** DATA PROVIDED follows **

Issue #1593, opened 2026-05-26
Auto-compaction trigger fires, but compaction doesn't run due to internal token counting


rwdaigle:
**Describe the bug**

Follow-up to https://github.com/cloudflare/agents/issues/1538

`Session.compactAfter(threshold, { tokenCounter })` correctly fires the registered `onCompaction` callback when our custom counter reports a value above the threshold, but the bundled `createCompactFunction` helper returns `null` *without ever invoking the `summarize` callback* on conversations whose bulk is tool-call inputs and tool-result outputs (not text). The result is that the auto-compaction trigger fires every turn, no summarization runs, no compaction overlay is stored, and the history keeps growing.

The root cause appears to be that `createCompactFunction`'s boundary logic (`findTailCutByTokens` → `estimateMessageTokens`) uses a chars/4 heuristic that effectively only counts `text` + `tool-*` parts' string content and severely under-counts agent-style histories. With our histories the estimator sees ~30–40K "tokens" total while the model reports 140K+, so the configured `tailTokenBudget` (default 20K, we tried 80K) already covers the entire history and `compressEnd <= compressStart`, returning `null`.

The new `tokenCounter` option fixed the trigger half of the problem — it gives the consumer a way to feed the SDK a real, model-reported token count for the *fire/no-fire* decision. But it does not extend into the boundary-cut logic inside `createCompactFunction`, so the *what to compress* decision is still bound to the legacy heuristic.

**To Reproduce**

1. Create a `Session` with:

** End of DATA PROVIDED **

== WHAT THE EXERCISE ASKS ==
Output, exactly and in full, the lines from the start of the entries above through the line that contains "The root cause".

== ANSWER TO THIS PROBLEM ==
Issue #1593, opened 2026-05-26
Auto-compaction trigger fires, but compaction doesn't run due to internal token counting


rwdaigle:
**Describe the bug**

Follow-up to https://github.com/cloudflare/agents/issues/1538

`Session.compactAfter(threshold, { tokenCounter })` correctly fires the registered `onCompaction` callback when our custom counter reports a value above the threshold, but the bundled `createCompactFunction` helper returns `null` *without ever invoking the `summarize` callback* on conversations whose bulk is tool-call inputs and tool-result outputs (not text). The result is that the auto-compaction trigger fires every turn, no summarization runs, no compaction overlay is stored, and the history keeps growing.

The root cause appears to be that `createCompactFunction`'s boundary logic (`findTailCutByTokens` → `estimateMessageTokens`) uses a chars/4 heuristic that effectively only counts `text` + `tool-*` parts' string content and severely under-counts agent-style histories. With our histories the estimator sees ~30–40K "tokens" total while the model reports 140K+, so the configured `tailTokenBudget` (default 20K, we tried 80K) already covers the entire history and `compressEnd <= compressStart`, returning `null`.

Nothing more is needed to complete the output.